Not very straightforward dear. If you assume that the for(int k:id[x]) runs for all N numbers everytime, what is the maximum number of times it can run?
A number can be product of <20 distinct prime numbers if A_i \ {10}^{6}. So the complexity becomes O(20*N*LogN) \equiv O(NLogN) as shown in editorial.
@vijju123 Bro, see these lines–>
for (int k : id[x])
if (k >= h)
now += ((k - h) >> 1); // sum, that we can use
for (int k : id[x])
if (k < h)
now -= (h - k); // sum, that we need
in idx[x] where x is prime, holds exponent of x in every A[i](excluding if exponent is 0)
so i guess overall complexity will be O(NLogN+k.(summation of number of element id[x] for each prime)*logH)…
if i am right, can u prove that this solution will not give TLE ?
I had answered this already in an ans on next page.
I say, lets try to get an upper bound on number of iterations. It cannot be O(N*K) as that’d mean every array element A_i is divisible by each of k primes - not possible based on my previous arguments.
At max, how many iterations can it go then? Each element A_i is divisible by <log_2N primes.
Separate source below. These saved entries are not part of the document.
PR #6279, opened 2022-10-11
tainting: Fix field-sensitivity regression

IagoAbal:
Before 0.113.0, each dot-access was an l-value expression on its own,
and we checked l-values bottom-up like any other expression. But in
0.113.0 we began representing a chain of dot-accesses as a single
l-value, and sub-lvalues were no longer checked as expressions of their
own, leading to regressions.

Closes PA-1928
Followed by PR returntocorp/semgrep-rules#2504

test plan:
make test # added one test

PR checklist:

### DIFF
--- a/semgrep-core/src/core/il/IL.ml
+++ b/semgrep-core/src/core/il/IL.ml
@@ -171,7 +171,20 @@ and base =
   (* THINK: Mem of exp -> Deref of name *)
   | Mem of exp
 
-and offset = { o : offset_kind; oorig : orig }
+and offset = {
+  o : offset_kind;
+  oorig : orig;
+      (** `oorig' should be a DotAccess expression and gives us the corresponding
+      * Generic expression for a sub-lvalue. Now that we represent `x.a.b.c` as
+      * { base = "x"; rev_offsets = ["c"; "b"; "a"]}, it makes it very easy to
+      * check whether a sub-lvalue is a source/santizer/sink by just checking
+      * the range of the `oorig'.
+      *
+      * alt: We could compute the range of the sub-lvalue from the ranges of all
+      *      the offsets in the sub-lvalue, but this is probably less efficent
+      *      unless we cache the range here. So it seems better to have `oorig'.
+      *)
+}
 
 and offset_kind =
   (* What about computed field names?
--- a/semgrep-core/src/core/il/IL.ml
+++ b/semgrep-core/src/core/il/IL.ml
@@ -171,7 +171,9 @@ and base =
   (* THINK: Mem of exp -> Deref of name *)
   | Mem of exp
 
-and offset =
+and offset = { o : offset_kind; oorig : orig }
+
+and offset_kind =
   (* What about computed field names?
    * - handle them in Special?
    * - convert in Index with a string exp?
--- a/semgrep-core/src/tainting/Dataflow_tainting.ml
+++ b/semgrep-core/src/tainting/Dataflow_tainting.ml
@@ -33,13 +33,19 @@ let logger = Logging.get_logger [ __MODULE__ ]
 (*****************************************************************************)
 (* Tainting dataflow analysis.
  *
- * This is a very rudimentary tainting analysis.
- * It is a MAY analysis, it finds *potential* bugs (the tainted path could not
- * be feasible in practice).
- * Very coarse grained (taint whole array/object).
- * This is step1 for taint tracking support in semgrep.
- * This was originally in semgrep-core/src/analyze, but it now depends on Pattern_match,
- * so it was moved to semgrep-core/src/engine
+ * - This is a rudimentary taint analysis in some ways, but rather complex in
+ *   other ways... We don't do alias analysis, and inter-procedural support
+ *   (for DeepSemgrep) still doesn't cover some common cases. On the other hand,
+ *   almost _anything_ can be a source/sanitizer/sink, we have taint propagators,
+ *   etc.
+ * - It is a MAY analysis, it finds *potential* bugs (the tainted path could not
+ *   be feasible in practice).
+ * - Field sensitivity is limited to l-values of the form x.a.b.c, see module
+ *   Taint_lval_env and check_tainted_lval for more details. Very coarse grained
+ *   otherwise, e.g. `x[i] = tainted` will taint the whole array,
+ *
+ * old: This was originally in semgrep-core/src/analyze, but it now depends on
+ *      Pattern_match, so it was moved to semgrep-core/src/engine.
  *)
 
 module DataflowX = Dataflow_core.Make (struct
@@ -74,6 +80,11 @@ type config = {
   is_propagator : AST_generic.any -> a_propagator tmatch list;
   is_sink : G.any -> R.taint_sink tmatch list;
   is_sanitizer : G.any -> R.taint_sanitizer tmatch list;
+      (* NOTE [is_sanitizer]:
+       * A sanitizer is more "extreme" than you may expect. When a piece of code is
+       * "sanitized" Semgrep will just not check it. For example, something like
+       * `sanitize(sink(tainted))` will not yield any finding.
+       * *)
   unify_mvars : bool;
   handle_findings : var option -> T.finding list -> Lval_env.t -> unit;
 }
@@ -349,7 +360,7 @@ let find_args_taints args_taints fdef =
 (* Tainted *)
 (*****************************************************************************)
 
-let sanitize_lval lval_env sanitizer_pms lval =
+let sanitize_lval_by_side_effect lval_env sanitizer_pms lval =
   let lval_is_now_safe =
     (* If the l-value is an exact match (overlap > 0.99) for a sanitizer
      * annotation, then we infer that the l-value itself has been updated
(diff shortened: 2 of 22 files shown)


semgrep-core/src/core/il/IL.ml
```diff
@@ -171,7 +171,9 @@ and base =
   (* THINK: Mem of exp -> Deref of name *)
   | Mem of exp
 
-and offset =
+and offset = { o : offset_kind; oorig : orig }
```
emjin: Can you explain here why `oorig` is necessary?

semgrep-core/src/tainting/Dataflow_tainting.ml
```diff
@@ -323,26 +349,29 @@ let find_args_taints args_taints fdef =
...
 (* Check if an expression is sanitized, if so, return a new variable environment. *)
 let exp_is_sanitized env exp =
   match orig_is_sanitized env.config exp.eorig with
   | [] -> None
   | sanitizer_pms -> (
       match exp.e with
-      | Fetch { base = Var var; rev_offset = [] } ->
-          Some (sanitize_var env.lval_env sanitizer_pms var)
-      | _ -> Some env.lval_env)
+      | Fetch lval when LV.lval_is_var_and_dots lval ->
```
emjin, line 382: It's clear from the PR, but if I were writing this code I would not necessarily realize I needed this restriction. Personally I would prefer to separate the condition for this into its own type if possible. It just really changes how I think about this

semgrep-core/src/tainting/Dataflow_tainting.ml
```diff
@@ -383,128 +412,171 @@ let handle_taint_propagators env x taints =
...
-  let var_env =
+  let lval_env =
     match x with
-    | `Var var ->
-        (* If `x` is a variable, then taint is propagated by side-effect. This
-         * allows us to e.g. propagate taint from `x` to `y` in `f(x,y)`. *)
-        Lval_env.add_var var taints_incoming var_env
+    (* If `x` is a variable, then taint is propagated by side-effect. This
+     * allows us to e.g. propagate taint from `x` to `y` in `f(x,y)`. *)
+    | `Lval lval when LV.lval_is_var_and_dots lval ->
```
emjin, line 435: This one makes it more clear why the restriction is needed, but I'm not a huge fan of having to add the restriction for each case---what if I added a new case which required it but didn't realize? This comment also is still a little confusing because I'm not sure why I would want to propagate taint from `x` to `y` (is it if there's a specific propagator asking for it?). And, if I just saw this, I would wonder, why does it have to be "var and dots" and not just any var?

semgrep-core/src/tainting/Dataflow_tainting.ml
```diff
@@ -383,128 +412,171 @@ let handle_taint_propagators env x taints =
...
+
+let find_lval_taint_sources env ~labels lval =
+  let source_pms = lval_is_source env.config lval in
+  let mut_source_pms, reg_source_pms =
+    (* If the variable is an exact match (overlap > 0.99) for a source
+       * annotation, then we infer that the variable itself is now tainted
+       * (presumably by side-effect) and we will update the `var_env`
+       * accordingly. Otherwise the variable belongs to a piece of code that
+       * is a source of taint, but it is not tainted on its own. *)
+    List.partition is_exact source_pms
```
emjin: Your comment is helpful but I'm still confused. Maybe an example?

semgrep-core/src/tainting/Dataflow_tainting.ml
```diff
@@ -383,128 +412,171 @@ let handle_taint_propagators env x taints =
...
+  and taints_sources_mut =
+    mut_source_pms |> taints_of_matches |> filter_taints_by_labels labels
   in
-  match sanitizer_pms with
+  let lval_env = Lval_env.add lval taints_sources_mut env.lval_env in
+  (Taints.union taints_sources_reg taints_sources_mut, lval_env)
+
+let rec check_tainted_lval env (lval : IL.lval) : Taints.t * Lval_env.t =
+  let new_taints, lval_in_env, lval_env = check_tainted_lval_aux env lval in
+  let taints_from_env = status_to_taints lval_in_env in
```
emjin, line 464: This is interesting; I'm still not clear on why we add this `status_to_taints` and what the implications are

semgrep-core/src/tainting/Dataflow_tainting.ml
```diff
@@ -383,128 +412,171 @@ let handle_taint_propagators env x taints =
...
+   *  comments below.
+   *)
+  match lval_is_sanitized env.config lval with
   (* TODO: We should check that taint and sanitizer(s) are unifiable. *)
-  | _ :: _ ->
-      let lval_env' = sanitize_var env.lval_env sanitizer_pms var in
-      (Taints.empty, lval_env')
+  | _ :: _ as sanitizer_pms ->
+      (* NOTE [lval/clean]:
+       *  If lval is sanitized, then we will "bubble up" the `Clean status, so any
```
emjin, line 484: Nit: I would think of this as "bubble down".

semgrep-core/src/tainting/Dataflow_tainting.ml
```diff
@@ -383,128 +412,171 @@ let handle_taint_propagators env x taints =
...
+   *  with the info we have stored in `env.lval_env`. This can be subtle, see
+   *  comments below.
+   *)
+  match lval_is_sanitized env.config lval with
   (* TODO: We should check that taint and sanitizer(s) are unifiable. *)
-  | _ :: _ ->
-      let lval_env' = sanitize_var env.lval_env sanitizer_pms var in
-      (Taints.empty, lval_env')
+  | _ :: _ as sanitizer_pms ->
+      (* NOTE [lval/clean]:
```
emjin, line 483: Why not bubble the sanitization status when the sanitization happens? (Or is that what's happening? I did not look at when this function is called, so maybe it's just a confusion with the name)

semgrep-core/src/tainting/Dataflow_tainting.ml
```diff
@@ -383,128 +412,171 @@ let handle_taint_propagators env x taints =
...
-         * accordingly. Otherwise the variable belongs to a piece of code that
-         * is a source of taint, but it is not tainted on its own. *)
-        List.partition (fun src -> src.overlap > 0.99) source_pms
+      (* Recursive call, check sub-lvalues first.
+       *
+       * It needs to be done bottom-up because any sub-lvalue can be a source and a
+       * sink by itself, even if an extension of lval is not. For example, given
+       * `x.a.b`, this lvalue may be considered sanitized, but at the same time `x.a`
+       * could be tainted and considered a sink in some context. We cannot just check
+       * `x.a.b` and forget about the sub-lvalues.
```
emjin, line 505: Wait---is `x.a` a sub-lvalue of `x.a.b`? This is just a terminology thing.

emjin (approved):
Left a bunch of questions. Overall this makes sense, but I am still pretty unclear on how `lval_is_sanitized` works. Maybe some examples of scenarios there would be helpful, or a summary of the steps taken. Or a restructuring?

I also would like more tests given how many cases I feel like there are. Looking at `lval_is_sanitized`, there seems to be interactions between sources, propagators, and sanitizers at different parts of the fields. I would like some tests for some of the combinations. One thing I've noticed is our tests usually just have one source + sink + sanitizer, but real rules usually have at least three of each. For this PR, at least from my quick read, it feels like those interactions could be important

semgrep-core/src/tainting/Dataflow_tainting.ml
IagoAbal: What do you mean by "separating the condition for this into its own type" ?

semgrep-core/src/tainting/Dataflow_tainting.ml
IagoAbal: I take note that this is unclear and I'll add a TODO for a refactoring, maybe should add a task too in Linear. This may involve encapsulating more of this logic inside `Taint_lval_env`. I'm adding some more comments for now. But to clarify this, we are only field sensitive on lvalues of the form `x.a.b.c` which is what `lval_is_var_and_dots` is testing.

In this function we are processing `pattern-propagators`, so anything could be propagated, I was just trying to provide an example of taint-propagation "by side effect". I will have to work on taint doc for a while, bear with me.

semgrep-core/src/tainting/Dataflow_tainting.ml
IagoAbal: Have you checked the definition of `status_to_taints`?

semgrep-core/src/tainting/Dataflow_tainting.ml
IagoAbal: I think it goes "up" ? You can probably find a better name than me. But essentially if we have `x.a.b.c`, and we're checking `x.a` and it's "clean" (e.g. because it has been sanitized), then we "propagate up" the "clean" to `x.a.b` and `x.a.b.c`.

semgrep-core/src/tainting/Dataflow_tainting.ml
IagoAbal: Yep, is it confusing ?

IagoAbal:
Had to resolve conversations to merge but we can continue the discussion here or via Slack, and I can open more PRs to improve docs. I should be updating the taint docs for users next week, so that may also help. Thanks for the review!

So worst case calculated by me was select logN smallest primes such that their product is <{10}^{6}. Let it be X. Make an array with N-1 elements X and one element 1. That gave O(NLogN) complexity.
Calculate total number of times a prime number appears in the factorization of every array elements like in example 3,15,15,27,1024 total number of 3’s are six and 2’s are ten.
Now simply multiply all the prime numbers with count greater than or equal to number of elements+1.